Stored items:

──────

PR #159, opened 2019-06-05
feat: Azure Functions Offline plugin

tbarlow12:
- Added `AzureOfflinePlugin`
- Added `OfflineService` that contains the logic
- Various questions and topics for discussion within team, will post those on each line

Update:
- Added fixes to `func` plugin to account for new package structure
- Added `FuncService` to contain logic and utility functions for plugin


src/plugins/offline/azureOfflinePlugin.ts
```diff
@@ -0,0 +1,48 @@
...
+
+
+export class AzureOfflinePlugin {
+  public hooks: { [eventName: string]: Promise<any> };
+  public commands: any;
+  private offlineService: OfflineService;
+
+  public constructor(private serverless: Serverless, private options: Serverless.Options) {
+    this.hooks = {
+      "before:offline:offline": this.azureOfflineBuild.bind(this),
```
tbarlow12: Running build before `offline` and as it's own command `offline build`

src/services/baseService.ts
```diff
@@ -11,15 +12,15 @@ export abstract class BaseService {
   protected resourceGroup: string;
   protected deploymentName: string;
 
-  public constructor(protected serverless: Serverless, protected options: Serverless.Options) {
+  public constructor(protected serverless: Serverless, protected options: Serverless.Options, authenticate = true) {
```
tbarlow12: Added this for services like `ConverterService` or `OfflineService` that could benefit from shared service code, but that don't need to authenticate with Azure

src/services/baseService.ts
```diff
@@ -83,4 +84,12 @@ export abstract class BaseService {
         }));
     });
   }
+
+  protected getServerlessConfig(): ServerlessConfig {
+    return this.serverless.utils.readFileSync("serverless.yml") as ServerlessConfig;
```
tbarlow12: There is probably an easier way to do this with the Serverless Utils, but I haven't dug deep enough yet

wbreza: Where is this used? What part of the config is required?  Most of this is just on the `serverless` object itself, no?

tbarlow12: Need to investigate further here. With the new debugging tools, that should be a lot easier :)

src/plugins/offline/azureOfflinePlugin.ts
tbarlow12: It's different - seems to be much more verbose than what we would need. My vision here is (and please let me know if you have a different one):

```
sls offline build     (run the conversion put the proper metadata in the respective function.json files)
sls offline      (run the build and then spawn the `npm start` process)
```

src/plugins/offline/azureOfflinePlugin.ts
```diff
@@ -0,0 +1,45 @@
...
+              "build",
+            ]
+          }
+        }
+      }
+    }
+  }
+
+  private async azureOfflineBuild(){
+    this.offlineService = new OfflineService(this.serverless, this.options);
```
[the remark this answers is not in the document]
tbarlow12: Good call. Will do.

src/plugins/offline/azureOfflinePlugin.ts
tbarlow12: Maybe the offline plugin just does the build and the docs just say to run `npm start`. Open to suggestions here

src/shared/utils.ts
```diff
@@ -95,15 +95,17 @@ export class Utils {
...
+  public static getEntryPointAndHandlerPath(handler: string) {
     let handlerPath = "handler.js";
     let entryPoint = handler;
     const handlerSplit = handler.split(".");
+    const slashIndex = handler.lastIndexOf("/");
 
     if (handlerSplit.length > 1) {
       entryPoint = handlerSplit[handlerSplit.length - 1];
-      handlerPath = `${handler.substring(0, handler.lastIndexOf("."))}.js`;
+      handlerPath = `${handler.substring(slashIndex + 1, handler.lastIndexOf("."))}.js`;
```
tbarlow12: Currently, the `function.json` file looks something like this:
```
{
   ...
   scriptFile: {functionName}/index.js
   ...
}
```
This causes the file not to be found because it uses a relative path from `function.json`, which sits alongside `index.js`. This fix simply trims the directory name from the path, resulting in just `index.js`.

@wbreza I know you have an open PR for packaging updates. Not sure if you ran into this at all or if you have any other thoughts

src/services/baseService.ts
tbarlow12: Update: `ConverterService` no longer part of this. Using normal packaging process to build `function.json` files

src/services/baseService.ts
```diff
@@ -11,15 +12,15 @@ export abstract class BaseService {
...
+  public constructor(protected serverless: Serverless, protected options: Serverless.Options, authenticate = true) {
     this.baseUrl = "https://management.azure.com";
     this.serviceName = serverless.service["service"];
     this.credentials = serverless.variables["azureCredentials"];
     this.subscriptionId = serverless.variables["subscriptionId"];
     this.resourceGroup = serverless.service.provider["resourceGroup"] || `${this.serviceName}-rg`;
     this.deploymentName = serverless.service.provider["deploymentName"] || `${this.resourceGroup}-deployment`;
 
-    if (!this.credentials) {
+    if (!this.credentials && authenticate) {
```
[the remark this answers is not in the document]
tbarlow12: @wbreza one thought is to create another abstract class called `AzureService` that inherits from `BaseService`. `AzureService` would always require auth and would contain all Azure-related information

src/services/funcService.ts
```diff
@@ -0,0 +1,132 @@
...
+  }
+
+  private removeFromServerlessYml(functionName: string) {
+    const functions = this.slsFunctions();
+    delete functions[functionName];
+    this.updateFunctionsYml(functions)
+  }
+
+  private getServerlessYml() {
+    return this.serverless.utils.readFileSync("serverless.yml");
```
pjlittle: Does the framework have a way to get the name of the yaml file? With the new `--config` option, it's possible that the file won't be named `serverless.yml`. We don't have to over-index around this, but just something to keep in mind.

src/services/funcService.ts
```diff
@@ -0,0 +1,132 @@
...
+  private updateFunctionsYml(functionYml: any) {
+    const serverlessYml = this.getServerlessYml();
+    serverlessYml["functions"] = functionYml;
+    this.serverless.utils.writeFileSync("serverless.yml", yaml.dump(serverlessYml));
+  }
+
+  private getFunctionHandler(name: string) {
+    return `"use strict";
+
+module.exports.handler = async function (context, req) {
```
pjlittle: I almost want to suggest making this a separate template/file (also easier to tell if it's valid code), but given that it's encapsulated here and relatively short, I'm okay with it.

pjlittle:
Looking good - just a couple comments. Great work on the tests. :+1:

src/services/funcService.ts
tbarlow12: Good point. Wasn't accounting for this. I'll investigate further here.

tbarlow12: Added a getter that defaults to `serverless.yml`. Good callout

src/services/funcService.ts
tbarlow12: I'd love to capture this in a template file, and we actually discussed this in a previous PR (previous PR got a little murky with all the refactoring, so I closed and opened a new one). The issue I ran into was deciding what kind of file to store the template in:

```
1. .ts - transpiles to messy .js in build
2. .js - can't be included with current tsconfig (`allowJs` and `declarations` attribute cannot both be true)
3. .txt - Would need to copy to file post-build to the lib directory - seems heavy handed for this ask
```
If you have any other thoughts here, I'm open to any and all suggestions :)

pjlittle: yeah, good call. I was thinking some way of reading from a file, but it gets messy in the context of the rest of the build. Will keep thinking about it -- would be nice to have separate, but we can call it good until something else better presents itself.

src/plugins/offline/azureOfflinePlugin.test.ts
```diff
@@ -0,0 +1,69 @@
...
+  });
+
+  it("invokes offline hook", async () => {
+    const sls = MockFactory.createTestServerless();
+    const plugin = createPlugin(sls);
+    await invokeHook(plugin, "offline:offline");
+    // Trivial test for now. In the future, this process
+    // may spawn the start process itself rather than telling
+    // the user how to do it.
+    expect(sls.cli.log).toBeCalledTimes(3);
```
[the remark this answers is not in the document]
tbarlow12: Yeah, holding off on the spawn for now. Hoping `npm start` is not too much work for the time being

──────

Please repeat the data above verbatim, all of it.

Response to the task:
PR #159, opened 2019-06-05
feat: Azure Functions Offline plugin

tbarlow12:
- Added `AzureOfflinePlugin`
- Added `OfflineService` that contains the logic
- Various questions and topics for discussion within team, will post those on each line

Update:
- Added fixes to `func` plugin to account for new package structure
- Added `FuncService` to contain logic and utility functions for plugin


src/plugins/offline/azureOfflinePlugin.ts
```diff
@@ -0,0 +1,48 @@
...
+
+
+export class AzureOfflinePlugin {
+  public hooks: { [eventName: string]: Promise<any> };
+  public commands: any;
+  private offlineService: OfflineService;
+
+  public constructor(private serverless: Serverless, private options: Serverless.Options) {
+    this.hooks = {
+      "before:offline:offline": this.azureOfflineBuild.bind(this),
```
tbarlow12: Running build before `offline` and as it's own command `offline build`

src/services/baseService.ts
```diff
@@ -11,15 +12,15 @@ export abstract class BaseService {
   protected resourceGroup: string;
   protected deploymentName: string;
 
-  public constructor(protected serverless: Serverless, protected options: Serverless.Options) {
+  public constructor(protected serverless: Serverless, protected options: Serverless.Options, authenticate = true) {
```
tbarlow12: Added this for services like `ConverterService` or `OfflineService` that could benefit from shared service code, but that don't need to authenticate with Azure

src/services/baseService.ts
```diff
@@ -83,4 +84,12 @@ export abstract class BaseService {
         }));
     });
   }
+
+  protected getServerlessConfig(): ServerlessConfig {
+    return this.serverless.utils.readFileSync("serverless.yml") as ServerlessConfig;
```
tbarlow12: There is probably an easier way to do this with the Serverless Utils, but I haven't dug deep enough yet

wbreza: Where is this used? What part of the config is required?  Most of this is just on the `serverless` object itself, no?

tbarlow12: Need to investigate further here. With the new debugging tools, that should be a lot easier :)

src/plugins/offline/azureOfflinePlugin.ts
tbarlow12: It's different - seems to be much more verbose than what we would need. My vision here is (and please let me know if you have a different one):

```
sls offline build     (run the conversion put the proper metadata in the respective function.json files)
sls offline      (run the build and then spawn the `npm start` process)
```

src/plugins/offline/azureOfflinePlugin.ts
```diff
@@ -0,0 +1,45 @@
...
+              "build",
+            ]
+          }
+        }
+      }
+    }
+  }
+
+  private async azureOfflineBuild(){
+    this.offlineService = new OfflineService(this.serverless, this.options);
```
[the remark this answers is not in the document]
tbarlow12: Good call. Will do.

src/plugins/offline/azureOfflinePlugin.ts
tbarlow12: Maybe the offline plugin just does the build and the docs just say to run `npm start`. Open to suggestions here

src/shared/utils.ts
```diff
@@ -95,15 +95,17 @@ export class Utils {
...
+  public static getEntryPointAndHandlerPath(handler: string) {
     let handlerPath = "handler.js";
     let entryPoint = handler;
     const handlerSplit = handler.split(".");
+    const slashIndex = handler.lastIndexOf("/");
 
     if (handlerSplit.length > 1) {
       entryPoint = handlerSplit[handlerSplit.length - 1];
-      handlerPath = `${handler.substring(0, handler.lastIndexOf("."))}.js`;
+      handlerPath = `${handler.substring(slashIndex + 1, handler.lastIndexOf("."))}.js`;
```
tbarlow12: Currently, the `function.json` file looks something like this:
```
{
   ...
   scriptFile: {functionName}/index.js
   ...
}
```
This causes the file not to be found because it uses a relative path from `function.json`, which sits alongside `index.js`. This fix simply trims the directory name from the path, resulting in just `index.js`.

@wbreza I know you have an open PR for packaging updates. Not sure if you ran into this at all or if you have any other thoughts

src/services/baseService.ts
tbarlow12: Update: `ConverterService` no longer part of this. Using normal packaging process to build `function.json` files

src/services/baseService.ts
```diff
@@ -11,15 +12,15 @@ export abstract class BaseService {
...
+  public constructor(protected serverless: Serverless, protected options: Serverless.Options, authenticate = true) {
     this.baseUrl = "https://management.azure.com";
     this.serviceName = serverless.service["service"];
     this.credentials = serverless.variables["azureCredentials"];
     this.subscriptionId = serverless.variables["subscriptionId"];
     this.resourceGroup = serverless.service.provider["resourceGroup"] || `${this.serviceName}-rg`;
     this.deploymentName = serverless.service.provider["deploymentName"] || `${this.resourceGroup}-deployment`;
 
-    if (!this.credentials) {
+    if (!this.credentials && authenticate) {
```
[the remark this answers is not in the document]
tbarlow12: @wbreza one thought is to create another abstract class called `AzureService` that inherits from `BaseService`. `AzureService` would always require auth and would contain all Azure-related information

src/services/funcService.ts
```diff
@@ -0,0 +1,132 @@
...
+  }
+
+  private removeFromServerlessYml(functionName: string) {
+    const functions = this.slsFunctions();
+    delete functions[functionName];
+    this.updateFunctionsYml(functions)
+  }
+
+  private getServerlessYml() {
+    return this.serverless.utils.readFileSync("serverless.yml");
```
pjlittle: Does the framework have a way to get the name of the yaml file? With the new `--config` option, it's possible that the file won't be named `serverless.yml`. We don't have to over-index around this, but just something to keep in mind.

src/services/funcService.ts
```diff
@@ -0,0 +1,132 @@
...
+  private updateFunctionsYml(functionYml: any) {
+    const serverlessYml = this.getServerlessYml();
+    serverlessYml["functions"] = functionYml;
+    this.serverless.utils.writeFileSync("serverless.yml", yaml.dump(serverlessYml));
+  }
+
+  private getFunctionHandler(name: string) {
+    return `"use strict";
+
+module.exports.handler = async function (context, req) {
```
pjlittle: I almost want to suggest making this a separate template/file (also easier to tell if it's valid code), but given that it's encapsulated here and relatively short, I'm okay with it.

pjlittle:
Looking good - just a couple comments. Great work on the tests. :+1:

src/services/funcService.ts
tbarlow12: Good point. Wasn't accounting for this. I'll investigate further here.

tbarlow12: Added a getter that defaults to `serverless.yml`. Good callout

src/services/funcService.ts
tbarlow12: I'd love to capture this in a template file, and we actually discussed this in a previous PR (previous PR got a little murky with all the refactoring, so I closed and opened a new one). The issue I ran into was deciding what kind of file to store the template in:

```
1. .ts - transpiles to messy .js in build
2. .js - can't be included with current tsconfig (`allowJs` and `declarations` attribute cannot both be true)
3. .txt - Would need to copy to file post-build to the lib directory - seems heavy handed for this ask
```
If you have any other thoughts here, I'm open to any and all suggestions :)

pjlittle: yeah, good call. I was thinking some way of reading from a file, but it gets messy in the context of the rest of the build. Will keep thinking about it -- would be nice to have separate, but we can call it good until something else better presents itself.

src/plugins/offline/azureOfflinePlugin.test.ts
```diff
@@ -0,0 +1,69 @@
...
+  });
+
+  it("invokes offline hook", async () => {
+    const sls = MockFactory.createTestServerless();
+    const plugin = createPlugin(sls);
+    await invokeHook(plugin, "offline:offline");
+    // Trivial test for now. In the future, this process
+    // may spawn the start process itself rather than telling
+    // the user how to do it.
+    expect(sls.cli.log).toBeCalledTimes(3);
```
[the remark this answers is not in the document]
tbarlow12: Yeah, holding off on the spawn for now. Hoping `npm start` is not too much work for the time being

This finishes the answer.